2.2 Network Topology (ASN & ISP)

Source: Direct API lookup (ipwho.is).
Fields Extracted: asn (Autonomous System Number), isp (Internet Service Provider or Org name).
Purpose: Crucial for cybersecurity. Helps differentiate between residential ISPs (normal users) and Data Center ASNs (e.g., AWS, DigitalOcean), which are common sources of botnets, scrapers, and volumetric attacks.

2.3 User-Agent Parsing

Source: Native Regex string parsing.
Fields Extracted: device_type (Mobile, Desktop, Tablet, Bot), os_name, browser_name, is_bot.
Purpose: Allows us to aggregate performance metrics by device class (e.g., identifying if latency is worse on mobile) and cleanly separate human traffic from automated bot/crawler traffic.

2.4 Vulnerability Scanner & Asset Inventory

Source: Internal scanner microservice (osv-scanner & cpe-guesser).
Fields Extracted: cve_id, cvss_score, remediation, cpe_2_3.
Purpose: Normalizes infrastructure signatures and application lockfiles into known Common Platform Enumerations (CPEs) to automatically cross-reference with localized CVE databases. Enriches our telemetry to proactively map known software vulnerabilities to specific tenants and infrastructure components.
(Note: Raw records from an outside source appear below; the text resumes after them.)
PR #2346, opened 2025-04-26
Discourage usage of EAX AEAD mode.

### LINKED ISSUE #1985: Mark EAX AEAD mode as deprecated in man and code.
## Description

Latest draft of rfc4880-bis deprecates usage of EAX mode: 
```
EAX mode is deprecated due to the far better properties of the OCB mode.
Implementations may use EAX mode only for decryption of existing data.
```
(see https://www.ietf.org/archive/id/draft-koch-openpgp-2015-rfc4880bis-01.txt)

So we should let the users/developers know that it is deprecated.

ni4:
Fixes #1985


ronaldtse (approved):
Thank you @ni4!

desvxx (approved):

ni4:

PR #14, opened 2023-01-01
updates in decisions

markus2330:
@buenaflor can you have a look at the updated alternatives? Is there something new for you which you find worth considering?

What do you think about Rust Diesel?

I also did a few other clarifications (stable and not nightly Rust).

### DIFF
--- a/doc/decisions/2d_drawing_lib.md
+++ b/doc/decisions/2d_drawing_lib.md
@@ -2,7 +2,7 @@
 
 ## Problem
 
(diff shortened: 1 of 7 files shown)


buenaflor:
> Rust Diesel

I did some little research and Diesel looks good to me.

> Updated alternatives, worth considering

I am currently rewriting the frontend language decision to be in TypeScript instead of JavaScript. It makes maintainability, refactoring, code reviews etc... much easier. Since it is a superset of JavaScript we still have access to all the features like before.

> Tamagui

This looks interesting, I'll take a look at it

3. Cybersecurity & Risk Context

By joining the enriched general traffic with the Threat Intelligence models, we unlock several advanced analytical capabilities:

Anomaly Detection: Sudden influxes of traffic from a single ASN or country that do not align with regular user behavior can trigger preemptive rate-limiting or alerts.
Threat Correlation: If an IP is flagged in ThreatIntelligence, we can immediately trace its historical Endpoints activity to assess what services were probed before the attack.
Bot Mitigation: Enriched is_bot flags combined with Data Center ASN detection provide a high-confidence signal to filter out non-human traffic from our core SLA and latency calculations.
OSINT & Deep Web Intelligence: By continuously querying public breach databases (e.g., Have I Been Pwned) and routing scans through a dedicated Tor Proxy (for Ahmia .onion results), we provide real-time proactive identity and brand protection.
Multi-Tenant Security Architecture: All Threat Intel, OSINT scans, and Network Telemetry are strictly partitioned by tenant_id. This allows the platform to use these advanced observability tools for internal health, while simultaneously exposing enterprise-grade WAF analytics and vulnerability alerts directly to end-users on their specific domains.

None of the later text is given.